TBMM Dijital Mecralar Komisyonu Başkanı ve AK Parti Hatay Milletvekili Hüseyin Yayman, TBMM’de yaptığı basın toplantısında 10 günlük Hatay izlenimleri, vatandaşların beklentileri, Zafer Partisi Genel Başkanı Ümit Özdağ’ın Hatay çıkışı başta olmak üzere pek çok konuya değindi. Vatandaşların en çok ekonomik ve asgari ücret ile ilgili sıkıntıları dile getirdiğini anlatan Yayman, “Ağustos ayının ikinci yarısından itibaren pahalılıktan bir nebze olsun kurtulacağız” dedi.
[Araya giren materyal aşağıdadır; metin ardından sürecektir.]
PR #216, opened 2025-09-15
Add initial unit tests to the proxy

Nexarian:
# Summary

Initial unit test, as simple as I could get it. Unfortunately, it does require some modifications to the proxy to get working.

First unit test chosen because it's easy and closed-scope: The stats endpoints.

Biggest problem: The code in the proxy is no longer fully compatible with Python 3.8: https://indhumathychelliah.com/2020/10/12/new-string-methods-to-remove-prefixes-and-suffixes-in-python-3-9/

The `do_GET` handler uses `removeprefix`. This was already merged, so the proxy has been broken on 3.8 for a while. This tells me that we can justifiably drop it. Clearly nobody was actually using this with Python 3.8 any longer, otherwise we'd have gotten bug reports.

### DIFF
--- a/.github/workflows/test.yml
+++ b/.github/workflows/test.yml
@@ -20,7 +20,7 @@ jobs:
     strategy:
       fail-fast: false
       matrix:
-        python-version: ["3.8", "3.9", "3.10", "3.11", "3.12"]
+        python-version: ["3.9", "3.10", "3.11", "3.12"]
 
     steps:
       - uses: "actions/checkout@v4"
--- a/proxy/server.py
+++ b/proxy/server.py
@@ -104,10 +104,10 @@ import urllib3
 # 3. Executing from within the proxy directory (plain module import)
 try:  # Prefer relative when executed as a package module
     from .transform import get_static, inject_js  # type: ignore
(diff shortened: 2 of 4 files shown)


Nexarian:
@jasonacox This is ready for you to take a look at.

Nexarian:
@jasonacox Are you the only one who can call for the github copilot review? I looked around to try to find the command/UI option and I didn't see it.

jasonacox:
> @jasonacox Are you the only one who can call for the github copilot review? I looked around to try to find the command/UI option and I didn't see it.

Yes, unfortunately. I do like to run it as it has found some non-obvious bugs. But also gets things worngs too. :) 

I made a minor change to this to accomodate my local test harness for the proxy. I suspect others may use it too (to run local vs via container).

jasonacox:
Thanks for this @Nexarian !

Nexarian:
You're welcome! As I've mentioned before, the long-term plan here is to have all of "do_GET" unit tested... So that I can then refactor it. Which is a prelude to adding the functionality for multiple inverters/gateways/etc.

CHP’de kaç kişi para ile vekil olmuştur?
CHP’de dolarla ve dövizle milletvekili olan isimler olduğu iddialarına partinin açıklık getirmesi gerektiğini belirten Milletvekili Yayman, “Bu konu TBMM’nin itibarını zedelemektedir. CHP bu konuda amme vicdanını ferahlatacak bir açıklama yapmak zorundadır. Bu konu rekabete mahkum edilemeyecek kadar önemlidir. CHP’de kaç kişi yöneticilere para vermek suretiyle vekil olmuştur, yönetici olmuştur? Tartışmalar bu soruları arttırmıştır. Milletimiz bunu merak etmektedir” diyerek, CHP’ye gönderme yaptı.
Pahalılıktan kurtulacağız
Vatandaşların beklentilerine karşılık verecek çalışmalar yaptıklarını anlatan Milletvekili Yayman, “10 gün boyunca Hatay’daydım. Sokakta en çok konuşulan konu ekonomi ve asgari ücret. Kamuoyunda bu konuda beklenti var. Cumhurbaşkanımızın da dediği gibi vatandaşımızı zamlara, ekonomik sıkıntıya ezdirmedik, ezdirmeyeceğiz. Vatandaşımız bizi gördüğünde bizi başka partilere muhtaç etmeyin, çözerseniz siz çözersiniz şeklinde ifadeler kullanıyorlar. Nasıl ki bundan önceki sorunları çözdüysek bundan sonraki sorunları da çözeceğiz, Ağustos ayının ikinci yarısından itibaren de bu pahalılıktan bir nebze olsun kurtulacağız” dedi.
Sen, ben yok biz varız
Hatay’ın anavatana katılmasını sağlayan ruhun bugün rehberleri olduğunu belirten Yayman, “29 Haziran Hatay’ın anavatana katılışının yıldönümüdür. Hatay’ın o dönemki 40 milletvekilinin tamamının Türkiye’ye katılma kararı vermesi çok önemlidir. Sen, ben yok biz varız ruhu Hatay’ın anavatana katılmasını sağladı. O ruh bizim için rehberdir. Bugün de farklı görüşlere sahip olsak da tüm vekiller bu minvalde çalışıyoruz. Hatay’da AK Parti’nin çok yatırımı var. Hatay ile ilgili çok kişinin provokasyon içinde olduğunu görüyoruz. Hatay dinlerin barış içinde yaşadığı bir şehirdir. Hatay’ın birliğine uzanacak eller milletimiz ve devletimiz tarafından kırılacaktır. Suriye yönetiminin mütecaviz açıklamalarını kınıyoruz. Zafer Partisi Genel Başkanı’nın Hatay’a mayın döşeme isteğini kınıyorum. Hatay devlet iken vilayet olmayı kabul etmiş bir ildir” dedi.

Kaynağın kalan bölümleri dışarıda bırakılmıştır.